[Opening The data section]

PR #3214, opened 2025-02-03
chore: update Playwright

DanielleHuisman:
GitHub recently made Ubuntu 24.04 the default for the `ubuntu-latest` runner. This change causes functional tests to fail with an `apt install` error (e.g. https://github.com/floating-ui/floating-ui/actions/runs/12950634075/job/36123822980).

Updating to the latest Playwright version resolves this issue. Several snapshots had to updated due to slight changes in font rendering.

The Playwright upgrade also exposes an issue with `container-type`, which was reported in #3067. A fix was proposed in #3191. As is, this PR still fails functional tests on this issue, but there are several "solutions":
1. Skip the two failing tests.
2. Update the snapshot of the failing tests.
3. Wait for a fix.

Let me know how to proceed.


atomiks:
Hi @DanielleHuisman sorry for the late response

> Skip the two failing tests

Let's just do this for now. The code will be changed in the future as outlined here: https://github.com/floating-ui/floating-ui/pull/3191#issuecomment-2686981744

DanielleHuisman:
@atomiks I updated the PR to skip those tests.

.changeset/pink-readers-wink.md
```diff
@@ -0,0 +1,5 @@
+---
+"@floating-ui/dom": patch
+---
+
+chore: update Playwright to v1.50.0
```
atomiks, line 5: You can delete this changeset as it's only internal stuff that doesn't affect consumers

DanielleHuisman: Removed.

atomiks:
Thanks for this

PR #3217, opened 2025-02-06
ci: fix release workflow

mihkeleidast:
Since I pinned functional tests runner to `ubuntu-22.04` in #3210, this started failing in master.

Using the ci workflow directly means it should use the same runners that are defined there.

Could also just pin the test job here to 22.04, but it's likely better to use the same setup that's used for running tests on PRs.

Hoping to get #3210 released soon :)


atomiks:
Thank you, makes sense

PR #3222, opened 2025-02-08
Support Ref Cleanup in useMergeRefs

### LINKED ISSUE #3150: [React 19] cleanup function support in `useMergeRefs` hook
React 19 is now stable.

One of the changes in react 19 was that ref callbacks can now return a cleanup function[^1]. This does not work with the [`useMergeRefs` hook](https://github.com/floating-ui/floating-ui/blob/master/packages/react/src/hooks/useMergeRefs.ts) yet.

[Closing The data section]

== What the task asks ==
Which lines of the listing include the string "same"? Pull them out.

== Answer section ==
Using the ci workflow directly means it should use the same runners that are defined there.
Could also just pin the test job here to 22.04, but it's likely better to use the same setup that's used for running tests on PRs.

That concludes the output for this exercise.